Question

Given, 4.6$c{m^3}$ of methyl alcohol is dissolved in 25.2g of water. Calculate
(1) % by mass of methyl alcohol
(2) Mole fraction of methyl alcohol and water. (Given density of methyl alcohol = 0.7952$g.c{m^{ - 3}}$ and C = 12, H = 1, O = 16)

Answer 1

Hint: To find % by mass of methyl alcohol we can find methyl alcohol mass by using its density. And we can easily find mole fraction of water and methyl alcohol by using mole fraction formula.

Complete answer:
(1)We should know that mass % is the mass of the element or solute divided by the mass of the compound or solute. The result is multiplied by 100 to give the %.
                  $\% mass = \dfrac{{wt.solute}}{{wt.mixture}} \times 100$ (1)
This gives us the mass percentage of methyl alcohol after it has been dissolved in water.
-The values given in the question are:
 Weight of solvent (${H_2}O$) = 25.2g
 Volume of solvent ($C{H_3}OH$) = 4.6$c{m^3}$
 Density of $C{H_3}OH$ = 0.7952$g.c{m^{ - 3}}$
 Molecular weight of $C{H_3}OH$ = 32$g.mo{l^{ - 1}}$
Now using the values of volume and density we can calculate weight of $C{H_3}OH$ present in it: $density = \dfrac{{mass}}{{volume}}$
                                $0.7952 = \dfrac{{weight}}{{4.6}}$
                                  Weight = 0.7952 × 4.6
                                                = 3.65792 g
So, the weight of the solute ($C{H_3}OH$) will be 3.65792 g.
Hence, the weight of the solution will be = weight of solute + weight of solvent
                                                                         = 3.65792 + 25.2
                                                                         = 28.85792 g
   -Now we will use the equation (1) to calculate the mass %:
                           $\% mass = \dfrac{{wt.solute}}{{wt.mixture}} \times 100$
                                              = $\dfrac{{3.65792}}{{28.85792}} \times 100$
                                              = 12.67%
So, the mass percentage of $C{H_3}OH$ will be 12.67%.
(2)Now, in the next part of the question, we have to find mole fraction of methyl alcohol and water.
Mole fraction: It is simply the number of moles of a particular substance compared to the total number of moles.
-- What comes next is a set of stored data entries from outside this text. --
PR #17, opened 2015-11-21
When non-staffers try to log into staff computer, explain problem in error message

kpengboy:
The error message tells them they aren't a staffer.

### DIFF
--- a/modules/ocf_desktop/files/xsession/lightdm/lightdm-gtk-greeter-staff.po
+++ b/modules/ocf_desktop/files/xsession/lightdm/lightdm-gtk-greeter-staff.po
@@ -1,0 +1,4 @@
+#: ../src/lightdm-gtk-greeter.c:1479
+msgid "Incorrect password, please try again"
+msgstr "Incorrect username or password,\n"
+"or you're not a staffer."
--- a/modules/ocf_desktop/files/xsession/lightdm/lightdm-gtk-greeter-staff.po
+++ b/modules/ocf_desktop/files/xsession/lightdm/lightdm-gtk-greeter-staff.po
@@ -1,4 +1,6 @@
 #: ../src/lightdm-gtk-greeter.c:1479
 msgid "Incorrect password, please try again"
-msgstr "Incorrect username or password,\n"
-"or you're not a staffer."
+msgstr "Sorry, but only OCF volunteer staffers can\n"
+"log in to this computer. Please use a different\n"
+"computer instead (or if you're actually staff,\n"
+"check your password)."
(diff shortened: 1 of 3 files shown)


kpengboy:
Any comments about the message layout or coding style?

modules/ocf_desktop/files/xsession/lightdm/lightdm-gtk-greeter-staff.po
```diff
@@ -0,0 +1,4 @@
+#: ../src/lightdm-gtk-greeter.c:1479
+msgid "Incorrect password, please try again"
+msgstr "Incorrect username or password,\n"
+"or you're not a staffer."
```
chriskuehl: Can we be more explicit about this? Something like...

"Sorry, but only OCF volunteer staffers can log in to this computer. Please use a different computer instead (or if you actually are staff, check your password)."

Anyone trying to log in to the computer is already clearly not very attentive, so I think making the message slightly longer and more direct would be a plus.

modules/ocf_desktop/manifests/xsession.pp
```diff
@@ -72,17 +72,25 @@
...
 
+  $po = $::staff_only ? {
+    true    => 'lightdm-gtk-greeter-staff.po',
+    default => 'lightdm-gtk-greeter.po',
+  }
+
+  file {
+    "/opt/share/xsession/${po}":
+      source  => "puppet:///modules/ocf_desktop/xsession/lightdm/${po}";
+  }
```
chriskuehl: nit: first lines can be combined like

```puppet
file { "/opt/share/xsession/${po}":
  source  => "puppet:///modules/ocf_desktop/xsession/lightdm/${po}";
}
```
totally optional

modules/ocf_desktop/manifests/xsession.pp
```diff
@@ -72,17 +72,25 @@
...
       mode    => '0755',
       source  => 'puppet:///modules/ocf_desktop/xsession/lightdm/session-cleanup';
-    '/opt/share/xsession/lightdm-gtk-greeter.po':
-      source  => 'puppet:///modules/ocf_desktop/xsession/lightdm/lightdm-gtk-greeter.po';
   }
 
   # overwrite greeter strings with OCF ones
   package {'gettext':;}
 
+  $po = $::staff_only ? {
```
chriskuehl: at some point, we should either rename this to `staffOnly` or rename `skipNetworking` and friends to snake case
(but not related to your PR. i'll ticket)

chriskuehl:
looks good, ship it (optionally make the message more explicit?)

modules/ocf_desktop/manifests/xsession.pp
chriskuehl: rt#4146

chriskuehl:
lg2m

PR #18, opened 2015-11-22
Rename skip variables to use snake case

jvperrin:
Just the simple rename change proposed in [rt #4146](https://rt.ocf.berkeley.edu/Ticket/Display.html?id=4146).


chriskuehl:
thanks! at some point we should also fix ldap-lint (and add the missing vars):
https://github.com/ocf/utils/blob/master/staff/sys/ldap-lint#L23

PR #19, opened 2015-11-29
Add docs shorturl and update stats shorturl

jvperrin:
Add a [ocf.io/docs](https://www.ocf.berkeley.edu/docs/) shorturl for documentation and update the stats shorturl to go to the [new stats page](https://www.ocf.berkeley.edu/stats/) instead of the [old one](http://stats.ocf.berkeley.edu).


chriskuehl:
looks good!

also, good catch remembering to add docs to RESERVED_USERNAMES, maybe we should add a comment warning about that.

PR #20, opened 2015-11-29
Update Travis to use container-based architecture

jvperrin:
See https://docs.travis-ci.com/user/migrating-from-legacy/ for more information on the migration, it sped up the build by about 40 seconds over past ones, and since we don't use sudo at all in the build process, this is a bit cleaner overall. We also won't get that annoying yellow notice now, which is nice. Why do we use Travis for this repository and Jenkins for all the others, or will that be changed?

### DIFF
--- a/.travis.yml
+++ b/.travis.yml
@@ -1,5 +1,6 @@
 ---
 language: python
+sudo: false
 install:
     - pip install ckuehl-pre-commit-types==0.6.2.dev1
 script:


chriskuehl:
yeah, we plan to kill Travis soon and switch to Jenkins on this repo:
https://rt.ocf.berkeley.edu/Ticket/Display.html?id=4145

Travis here pre-dates Jenkins and we just haven't changed it over yet.

The sudo is because we used to `apt-get install puppet` in order to run `puppet parser validate` because we didn't realize at the time we could just install the gem:
https://github.com/ocf/puppet/blob/a9d6d5acff8a3b6d853eb13a81ba7956796cfec3/.travis.yml

...but it's been a while since then anyway. This looks good!

PR #121, opened 2017-01-20
Update DRI and AccelMethod.

harrisonkuo:


chriskuehl:
what does this do?

modules/ocf_tv/files/X11/xorg.conf
```diff
@@ -1,5 +1,7 @@
 Section "Device"
    Identifier  "Intel Graphics"
    Driver      "intel"
+   Option      "AccelMethod"    "sna"
```
daradib: Thanks! This is only needed on jessie though. It is the default in jessie-backports and stretch. I'd suggest upgrading.

modules/ocf_tv/files/X11/xorg.conf
```diff
@@ -1,5 +1,7 @@
...
    Option      "TearFree"    "true"
+   Option      "DRI"    "3"
```
daradib: I don't think this will work on jessie (see "reverting to software rendering" in xorg log) and shouldn't be needed in jessie-backports and stretch, where it sets the maximum DRI level I think (default is no maximum).

jvperrin:
@chriskuehl This is supposed to prevent screen tearing on the TV, but testing for it is ongoing I believe.

daradib:
Have you tried installing xserver-xorg-video-intel from backports (assuming you're on jessie)?

jvperrin:
It is from jessie, but I don't believe that's been tried, that's a good idea.

harrisonkuo:
Yeah I'll try the backported version of the package when I get the chance.

jvperrin:
@harrisonkuo Now that the TV is on stretch, this should be a little easier (no backport needed).

harrisonkuo:
Closed, flags default on Stretch packages.

PR #123, opened 2017-01-30
[ocf_www]: Add ocf-gmail link as /gmail

mcint:


matthew-mcallister:
Perhaps this would be better used to point to https://www.ocf.berkeley.edu/docs/services/vhost/mail/ or maybe https://www.ocf.berkeley.edu/account/vhost/mail/.

matthew-mcallister:
You may as well put `/mail` to some use while you're at it.

PR #124, opened 2017-02-04
Set bridge-nf-call-iptables=0 on stretch (rt#5849)

chriskuehl:


chriskuehl:
heh weird, it does seem to work on riptide, but i didn't test it thoroughly. i just picked the most popular sysctl module from the forge

for now i guess i'll merge and we can re-think if it causes errors

PR #125, opened 2017-02-05
Add getty on serial ports

kpengboy:
Comments? Criticism?

### DIFF
--- a/modules/ocf/manifests/serial_getty.pp
+++ b/modules/ocf/manifests/serial_getty.pp
@@ -1,8 +1,10 @@
 class ocf::serial_getty {
   service { 'serial-getty@ttyS0':
-    ensure   => running,
     enable   => true,
     provider => systemd,
     require  => Package['systemd-sysv'],
+  } ~>
+  exec { 'systemctl start serial-getty@ttyS0':
+    refreshonly => true,
   }
 }
--- a/modules/ocf/manifests/serial_getty.pp
+++ b/modules/ocf/manifests/serial_getty.pp
@@ -1,0 +1,8 @@
+class ocf::serial_getty {
+  service { 'serial-getty@ttyS0':
+    ensure   => running,
+    enable   => true,
+    provider => systemd,
+    require  => Package['systemd-sysv'],
+  }
+}
--- a/modules/ocf/manifests/serial_getty.pp
+++ b/modules/ocf/manifests/serial_getty.pp
@@ -1,10 +1,12 @@
 class ocf::serial_getty {
-  service { 'serial-getty@ttyS0':
-    enable   => true,
-    provider => systemd,
-    require  => Package['systemd-sysv'],
-  } ~>
-  exec { 'systemctl start serial-getty@ttyS0':
-    refreshonly => true,
+  if str2bool($::is_virtual) or member(hiera('classes'), 'ocf_kvm') {
+    service { 'serial-getty@ttyS0':
+      enable   => true,
+      provider => systemd,
+      require  => Package['systemd-sysv'],
+    } ~>
+    exec { 'systemctl start serial-getty@ttyS0':
+      refreshonly => true,
+    }
   }
 }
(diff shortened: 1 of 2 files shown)


jvperrin:
Do we want to restrict it to VMs or run on all systems? Right now it's on all, but I thought we just wanted it on VMs?

jvperrin:
I don't know much about getty though, so I think @chriskuehl would be able to review this more effectively.

chriskuehl:
I also don't know much about getty, but it seems like we'd only want VMs + the physical servers? If it doesn't hurt on other things (desktops, nuc, etc.) then I'm okay with leaving it.

modules/ocf/manifests/serial_getty.pp
```diff
@@ -0,0 +1,8 @@
+class ocf::serial_getty {
+  service { 'serial-getty@ttyS0':
+    ensure   => running,
```
chriskuehl: is it necessary to `ensure => running`? generally i am not a fan of this pattern. i explained in some other PR, but i think it's a slippery slope that leads to puppet being used as a shitty service supervisor rather than just to manage configuration

i have seen really bad cases where e.g. a server is not ready for use after boot until puppet has run

kpengboy: The intention of this line is to actually start getty on the serial line after it's been enabled. Otherwise we'd need to manually start it or wait for a reboot.

Do you have a better proposal for how we should write this?

jvperrin: I think it's probably fine to leave it disabled as long as it will run on the next restart, but I dunno...

kpengboy:
I haven't seen any immediately obvious adverse effects from enabling getty on the (I'm pretty sure nonexistent) serial lines on the desktops and the NUC. However, it wouldn't be too difficult to restrict this to only VMs and physical servers...

modules/ocf/manifests/serial_getty.pp
kpengboy: ...it can often be months between server reboots, though, and an emergency could potentially develop during this time which forces us to use the serial console...

chriskuehl: I don't have a good alternative if we care that it gets started immediately, unfortunately. On stretch you could do

```puppet
exec { 'systemctl enable --now serial-getty@ttyS0':
  creates => '/etc/systemd/system/getty.target.wants/serial-getty@ttyS0.service',
}
```

but jessie doesn't support `--now`

jvperrin: I mean we should have physical access for the next few months, and the VMs can be accessed with VNC too, so I don't see this as something that needs to be running straight off. It would be nice though to have running now, so maybe add `ensure => running` for now and put a TODO to remove it later? I don't think I have a better solution than that.

daradib: Can you enable with an exec and notify the service from the exec (or subscribe the other way)?

chriskuehl: @daradib that's what i tried, but it didn't actually start it :\

```puppet
exec { 'systemctl enable --now serial-getty@ttyS0':
  creates => '/etc/systemd/system/getty.target.wants/serial-getty@ttyS0.service',
} ~>
service { 'serial-getty@ttyS0': provider => systemd }
```

does enable it, but just leaves it stopped (though it does notify it, not sure exactly what it's doing)

daradib: Does the debug log have any helpful info?

modules/ocf/manifests/serial_getty.pp
```diff
@@ -1,10 +1,12 @@
 class ocf::serial_getty {
-  service { 'serial-getty@ttyS0':
-    enable   => true,
-    provider => systemd,
-    require  => Package['systemd-sysv'],
-  } ~>
-  exec { 'systemctl start serial-getty@ttyS0':
-    refreshonly => true,
+  if str2bool($::is_virtual) or member(hiera('classes'), 'ocf_kvm') {
```
kpengboy: Would it be better instead to directly add `ocf::serial_getty` to the hypervisor nodes in hiera?

chriskuehl: probably not. i wish we had a "role" hiera layer, but such a thing is hard to implement

can you write `member(hiera('classes'), 'ocf_kvm') ` as `tagged('ocf_kvm')` though? i think that is slightly cleaner

PR #126, opened 2017-02-07
ocf_docker: restart docker registry after docker engine is upgraded

kpengboy:
Concerns?


chriskuehl:
did you test it? if so, lgtm

PR #127, opened 2017-02-08
Install docker on staff VMs

matthew-mcallister:
I think staff will appreciate getting to play around with docker on their VMs.

### DIFF
--- a/hieradata/nodes/fireball.yaml
+++ b/hieradata/nodes/fireball.yaml
@@ -1,5 +1,4 @@
 classes:
-    - ocf::packages::docker
     - ocf_ocfweb::dev_config
     - ocf_ssl::default_bundle
 
--- a/hieradata/type/staffvm.yaml
+++ b/hieradata/type/staffvm.yaml
@@ -1,3 +1,6 @@
+classes:
+  - ocf::packages::docker
+
 ocf::auth::ulogin: [["%{hiera('owner')}", 'ALL']]
 ocf::auth::usudo: ["%{hiera('owner')}"]
 ocf::auth::nopasswd: true


chriskuehl:
I kind of feel like we should leave staff VMs as blank as possible, and instead encourage people to add classes like this via hiera. For example, why install docker but not extrapackages?

Also this module might conflict with config people already have on their VMs.

matthew-mcallister:
> I kind of feel like we should leave staff VMs as blank as possible, and instead encourage people to add classes like this via hiera. For example, why install docker but not extrapackages?

I agree with this, and I'm sure not every person cares to have docker on their VM, but i think new staff would be much more encouraged to play around with it if they didn't have to make a pull request to puppet or manage their own apt sources just to get it installed. I like the idea that staff can autonomously use their VMs as sandboxes without having to learn and go through all our systems and infrastructure (puppet, github) to get things going.

> Also this module might conflict with config people already have on their VMs.

This may be a concern, so I suppose it would be wise to hold back on merging this. This would most likely conflict with any staff who have the older `docker.io` package installed on their VMs, which would be best solved by uninstalling `docker.io` first. I don't know if there are any more complicated cases though.

chriskuehl:
What about just asking the people you're making new VMs for whether they'd like you to add Docker? I guess I'm not sure why Docker is special compared to everything else we could install.

matthew-mcallister:
I was just thinking the same thing and had the idea to add it to the form just sent out. I think that sounds like a better solution at the moment.

For my closing comment, I still think that docker _is_ particular in that it's broadly useful (not some esoteric service or util), probably wanted by a lot of people, and, most importantly, requires _outside intervention_ for staff to install, meaning they have to make a PR (or they can manage apt manually, but that's kind of higher-maintenance). This hinders staff from using their VMs independently, which I think is the strongest draw.

Also, as you know, we do install a few smaller unnecessary things on staff VMs already, mostly for admin convenience, such as gist, vim, python, ocflib, and the utils repo. I do get that these are less intrusive than docker, however.

PR #128, opened 2017-02-10
Allow debian-security-support local login

daradib:
This is needed for the dpkg hook installed by the package
of the same name which runs check-support-status as that user:
/usr/share/debian-security-support/check-support-status.hook

Technically the origin is "???" which works in access.conf
but I think allowing all LOCAL logins is more readable.
The user's shell is already /bin/false (overriden with su command).

This should fix these messages during apt/dpkg operations:

    su: Permission denied
    (Ignored)


chriskuehl:
this is great, thanks!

We know that the number of moles of one substance in a mixture can never be more than the total number of moles, the mole fraction for a substance always ranges between 0 and 1. The mole fraction is typically given the symbol X. The mole fraction for a substance can be mathematically written as:
                                       ${X_i} = \dfrac{{{n_i}}}{{{n_{Total}}}}$ (2)
-We will first calculate the moles of ${H_2}O$ and $C{H_3}OH$:
 ${n_{{H_2}O}} = \dfrac{{{W_{{H_2}O}}}}{{{M_{{H_2}O}}}}$ = $\dfrac{{25.2}}{{18}}$ = 1.4
 ${n_{C{H_3}OH}} = \dfrac{{{W_{C{H_3}OH}}}}{{{M_{C{H_3}OH}}}}$ = $\dfrac{{3.65792}}{{32}}$ = 0.1143
    ${n_{Total}} = {n_{{H_2}O}} + {n_{C{H_3}OH}}$ = 1.4 + 0.1143 = 1.5143
-Now we will calculate the mole fraction of ${H_2}O$ using equation (2):
                         ${X_{{H_2}O}} = \dfrac{{{n_{{H_2}O}}}}{{{n_{Total}}}}$
                                                     = $\dfrac{{1.4}}{{1.5143}}$ = 0.9245
Since, ${X_{{H_2}O}} + {X_{C{H_3}OH}} = 1$; we can also write it as:
                    ${X_{C{H_3}OH}} = 1 - {X_{{H_2}O}}$
                                                     = 1 – 0.9245
                                                     = 0.0755
Hence the mole fraction of ${H_2}O$ is 0.9245 and that of $C{H_3}OH$ is 0.0755
Final answers are-
(1)The % by mass of methyl alcohol is 12.67%.
(2)Mole fraction of methyl alcohol = 0.0755 moles
     Mole fraction of water = 0.9245 moles

Note:
We should know that concentration can be expressed as percent by volume, percent by mass, and molarity. We should also know about Dilute Concentrations Units. If we have a solution, which is too dilute, their percentage concentration is too low. So, instead of using really low percentage concentrations such as 0.00001% or 0.000000001%, we choose another way to express the concentrations. We use concentration like, Parts per Million: A concentration of a solution that contains 1 g solute and 1000000 mL solution (same as 1 mg solute and 1 L solution) would create a very small percentage concentration.